Macro variables are created to identify and track the results of the splitting strategy and an empty SAS data set is created and values appended to it for each iteration of a split. A recursive macro, that executes the splitting strategy, is compiled. The macro is called and the results captured in a SAS dataset and also printed to the Results tab.

Briefly, the recursive macro program splits in half the rules in the custom concept of interest (denoted top and bottom), and creates two new models, one containing the top half and the other containing the bottom half, all other custom concepts remaining the same. NOTE: any REMOVE_ITEM rules in the custom concept of interest must be kept in both new models to maintain the integrity of the original model.
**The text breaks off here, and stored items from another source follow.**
PR #590, opened 2017-05-08
Fix license and pull secret / reenable Pod logging test

ethernetdan:
The pull secret and license had been swapped in the Jenkinsfile causing Tectonic resources to not be created since the pull secret was missing.

Also enabled Pod logging test since the cause of it's failures should be this issue.


Quentin-M:
Fixed IRL :D Auto-approving!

A concept model binary is created for each new model, see SAS documentation at generating a concept model; and the rules validated, see validating concept rule syntax. The binary file is then used to score the data set, created in Section 3, for each new model.
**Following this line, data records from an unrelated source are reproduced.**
Issue #571, opened 2017-05-06
AWS Terraform config doesn't work due to invalid aws_autoscaling_group argument


aknuds1:
The Terraform config for AWS doesn't work since an invalid [aws_autoscaling_group](https://www.terraform.io/docs/providers/aws/r/autoscaling_group.html) is in use: `tags`:

    terraform plan ../../platforms/aws
    2 error(s) occurred:

    * module.masters.aws_autoscaling_group.masters: : invalid or unknown key: tags
    * module.workers.aws_autoscaling_group.workers: : invalid or unknown key: tags

s-urbaniak:
Thanks for the report! Nevertheless, this is not a bug, but a feature ;-) We rely on a not-yet-merged AWS tagging feature, see [1] and include a custom AWS plugin in this repository.

Please follow the top-level README [2] to build an installer binary which includes the custom AWS plugin. More concretely it should be sufficient to invoke `make build` in the `installer` directory.

I am closing this issue then for now.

Finally, the macro program calls itself, due to the ‘call execute’ routine, and splitting continues based on the following logic:

If the two models for a split iteration both match and the number of remaining CDRs in the custom concept of interest is greater than one in each model, then the splitting continues with both models.
If only one of the models matches and the number of remaining CDRs is greater than one, then splitting continues only for the model that matches.

Section 7

This section is optional. It simply removes all intermediary filenames, libnames and datasets.

NOTE: execution time for the program depends on the number of CDRs within the custom concept of interest and the number of CDRs that match the text string. All matching CDRs will be returned.

Step 3 – remediate the model

With the matching/problematic CDRs in hand, modify and then test any new or modified CDRs using the Sample Text feature in SAS Model Studio using either the Concept Tab or the Sandbox. NOTE: REMOVE_ITEM rules do not function in the Sandbox. Finally, score the observation with the applyConcept action in SAS Studio using the concept model binary from the SAS Model Studio project score code to ensure modifications to any CDRs added to the VTA project return the expected results, and that the undesired results have been remediated.

Conclusion:

The ability to programmatically find the CDRs responsible for matching the text string of interest has resulted in significant time savings for this developer! You can access the SAS program in our public repository here, sas-vta-examples. We have shared an example of how leveraging the internal text analytics APIs have enable efficient interrogation of a false positive result leading to improved model performance. Please continue to share your ideas and the use of these or other methods. Thank you to my SAS collaborators and teammates for contributing their time and knowledge to this article. Find previous articles by these same authors at Tips and Tricks for Power Users of SAS Visual Text Analytics: Part 1 of 3 (Structuring Concepts), Part 2 of 3 (API Hacks) and Part 3 of 3 (Tracking Concept Rules).